(Saved data entries)
PR #1465, opened 2023-02-16
Upgrade Yarn to v3.4.1

deborahchua:
Version 1 of Yarn is no longer reliably supported, and is only receiving occasional hot fixes on a ‘best efforts’ basis.

Version 3 has been recommended as it has better backwards compatability. 
See [Yarn's migration steps](https://yarnpkg.com/getting-started/migration) and individual commits for more details.

Trello card: https://trello.com/c/Mn4SWQwj/3093-investigate-whats-required-to-move-off-yarn-1x


.yarnrc.yml
```diff
@@ -1,2 +1,13 @@
...
+packageExtensions:
+  stylelint-config-recommended-scss@*:
+    peerDependencies:
+      postcss: '8'
+  stylelint-config-standard-scss@*:
+    peerDependencies:
+      postcss: '8'
+  stylelint-config-gds@*:
+    peerDependencies:
+      postcss: '8'
```
ChrisBAshton, line 13: The `.yarnrc.yml` change is one of the suggested fixes from the linked GitHub issue.

The other suggestion is to [define `peerDependencies` in package.json](https://github.com/stylelint-scss/stylelint-config-recommended-scss/pull/112/files#diff-7ae45ad102eab3b6d7e7896acd08c427a9b25b346470d7bc6507b6481575d519R70-R76). We [already have `postcss` defined as a dev dependency](https://github.com/alphagov/content-tagger/blob/main/package.json#L29-L30) so it would be a case of either duplicating or moving that value.

Did you look into that option too? I'm not really sure which is best, but it certainly feels neater to me that all the dependency related definitions are all contained in the same file (`package.json`).

.yarnrc.yml
```diff
@@ -1 +1,2 @@
 yarnPath: .yarn/releases/yarn-3.4.1.cjs
+nodeLinker: node-modules
```
ChrisBAshton, line 2: After the `yarn install` step, looks like we need to update the `.gitignore` file as per [Which files should be gitignored?](https://yarnpkg.com/getting-started/qa#which-files-should-be-gitignored) (the "not using Zero-Installs" option, [since we're not using Plug'n'Play](https://yarnpkg.com/features/zero-installs#how-do-you-reach-this-zero-install-state-youre-advocating-for))

ChrisBAshton (commented):
Nice one - looks good.

I wasn't sure if the `.yarn/releases/` file should remain in git history, but [it should](https://yarnpkg.com/getting-started/qa):

> `.yarn/plugins` and `.yarn/releases` contain the Yarn releases used in the current repository (as defined by [yarn set version](https://yarnpkg.com/cli/set/version)). You will want to keep them versioned (this prevents potential issues if, say, two engineers use different Yarn versions with different features).

So just a couple of comments below.

.yarnrc.yml
deborahchua: Thanks @ChrisBAshton I've updated this in https://github.com/alphagov/content-tagger/pull/1465/commits/d1ef8dc99416df113816a61aada035a2696d4d02

.yarnrc.yml
deborahchua: Yep I did try the `peerDependencies` solution first but for some reason it didn't work!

Task:
Go through the entries above and report how many lines hold the word "which". Nothing but the number is needed.

Solution to this exercise:
2